PR #1375, opened 2019-02-13
Add confirm messages processed by ID

cammellos:
Currently PFS messages are decrypted and therefore modified before being
passed to the client. Which means that they are never deduped.
The irony is that they can only be decrypted once for now, as we delete the key once used, that's in the next PR :) 
This make IDs computation difficult, as we pass the whole object to the client and expect the object be passed back once
confirmed.
This changes the behavior allowing confirmation by ID, which is passed
to the client instead of the raw object.
This is a breaking change, but we can make status-react compatible
(backward and forward) before merging.


adambabik:
So this change also alters the whole architecture of deduping, right? Before, it was totally transparent from the client perspective. Now, with PFS messages, the client needs to send back IDs of processed messages. Why do we need confirmations for PFS messages and don't require them for other Whisper messages?

Also, I don't see how it works. It looks like a key is created based on `Payload` and `Topic`. In the case of PFS, `Payload` is always different so the same message will have different keys. Unless `Payload` is already decrypted PFS message... Is that the case?

cammellos:
@adambabik this does not change the architecture, as it wasn't transparent to the client, it still needed to confirm the messages (it makes an API call confirmMessagesProcessed). This changes the behavior to use IDs instead of passing back the whole message (so the id needs to be passed as well).

It works as such:

1) Stauts-go sends a bunch of whisper messages to status-react, which they get deduped by doing Hash(raw-message) 
2) Status-react process those messages and sends them back to status-go
3) Status-go computes the ID of the message Hash(raw-message) and adds it to the dedup cache

PFS messages are decrypted at the status-go layer, so Hash(raw-message) is different from Hash(decyrpted-message)

What this change is basically:
1) Status-go sends a bunch of whisper messages + a set of IDs `{message: decryptedmessage, id: Hash(raw-message)}`
2) Status-react process those messages, and passes to status-go a bunch of messageIds to status-go
3) Status-go adds the ids to the dedup cache

Essentially we compute the IDs only once before sending the message to the user, and we ask the user to send back the ID instead of the raw payload, as it is mutable in the case of PFS messages.

> In the case of PFS, `Payload` is always different so the same message will have different keys.

This is not quite true, not sure if I understand correctly , it will be different if the same content is encrypted twice (i.e a user re-sending a message), but it will be the same if you pull the message multiple times from the mailserver. Or I misunderstand what you mean?

adambabik:
Thanks for the explanation! Yeah, it makes totally sense to avoid going through the serialization once more when receiving the response from the client. 

> 1. Hash(raw-message)

You mean a raw Whisper message or raw Whisper message payload?

> This is not quite true, not sure if I understand correctly , it will be different if the same content is encrypted twice (i.e a user re-sending a message), but it will be the same if you pull the message multiple times from the mailserver. Or I misunderstand what you mean?

That's what I mean. Because I though it compares a hash of the payload which would disallow sending the same message one after another but it clearly is not the case.

cammellos:
Correct, it would be Hash(Payload of the raw whisper message) (same as it is now, that hasn't changed, which should work fine as long as the message has not been decrypted first (otherwise when deduping you would have to decrypt it again, and that might not be possible as we want to delete the key as soon as it is confirmed).

mandrigin (approved):

cammellos:
@adambabik could you have another look at this please? It would be ready to be merged otherwise. thanks!

services/shhext/chat/encryption.go
```diff
@@ -94,6 +101,33 @@ func (s *EncryptionService) getDRSession(id []byte) (dr.Session, error) {
 
 }
 
+func confirmationIDString(id []byte) string {
+	return fmt.Sprintf("%x", id)
```
adambabik: Nitpick: it's good but `hex.EncodeToString(id)` would be more idiomatic.

services/shhext/chat/encryption.go
```diff
@@ -94,6 +101,33 @@ func (s *EncryptionService) getDRSession(id []byte) (dr.Session, error) {
...
+
+// ConfirmMessagesProcessed confirms and deletes message keys for the given messages
+func (s *EncryptionService) ConfirmMessagesProcessed(messageIDs [][]byte) error {
+	s.mutex.Lock()
+	defer s.mutex.Unlock()
+
+	for _, idByte := range messageIDs {
+		id := confirmationIDString(idByte)
+		confirmationData := s.messageIDs[id]
+		if confirmationData != nil {
```
adambabik: Suggestion to reduce number of indentation: 
```go
confirmationData, ok := s.messageIDs[id]
if !ok {
  continue
}
// Load session from store first
...
```

services/shhext/chat/encryption_test.go
```diff
@@ -866,3 +876,88 @@ func (s *EncryptionServiceTestSuite) TestRefreshedBundle() {
 	s.Equal(bobBundle2.GetSignedPreKeys()[bobInstallationID].GetSignedPreKey(), x3dhHeader2.GetId())
 
 }
+
+func (s *EncryptionServiceTestSuite) TestMessageConfirmation() {
```
adambabik, line 880: Do you think we could write this test as a table driven test?

services/shhext/chat/protocol.go
```diff
@@ -124,8 +124,13 @@ func (p *ProtocolService) GetPublicBundle(theirIdentityKey *ecdsa.PublicKey) (*B
 	return p.encryption.GetPublicBundle(theirIdentityKey)
 }
 
+// ConfirmMessagesProcessed confirms and deletes message keys for the given messages
+func (p *ProtocolService) ConfirmMessagesProcessed(messageIDs [][]byte) error {
```
adambabik, line 128: I can't find a reference to this method anywhere. What does call it?

adambabik (approved):
LGTM!

@cammellos do you think we should create a follow-up issue to refactor how deduplication works? I feel like it bleeds into some code parts that otherwise wouldn't know about something like deduplication.

services/shhext/chat/encryption_test.go
cammellos: I can try that, I will probably do in a separate PR if it's ok

services/shhext/chat/protocol.go
cammellos: :man_facepalming: forgot to wire things up, well spotted

PR #1378, opened 2019-02-18
Mark envelope as confirmed when it was received from a mail server

dshulyak:
Previously i didn't take into account that envelope might get delivered from a mail server faster then it is sent to it. For example, if we are connected with 2 peers, A and B. A is a mail server. B also connected with a mail server. In rare circumstances A will receive envelope from B and deliver it to us. Whisper will mark such envelope as "known" and will never try to re-deliver it to A.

Instructions to follow: Exactly as they appear, copy the lines of the listing above from the first through the one that contains "passed to the", and nothing more.

Response to the exercise:
PR #1375, opened 2019-02-13
Add confirm messages processed by ID

cammellos:
Currently PFS messages are decrypted and therefore modified before being
passed to the client. Which means that they are never deduped.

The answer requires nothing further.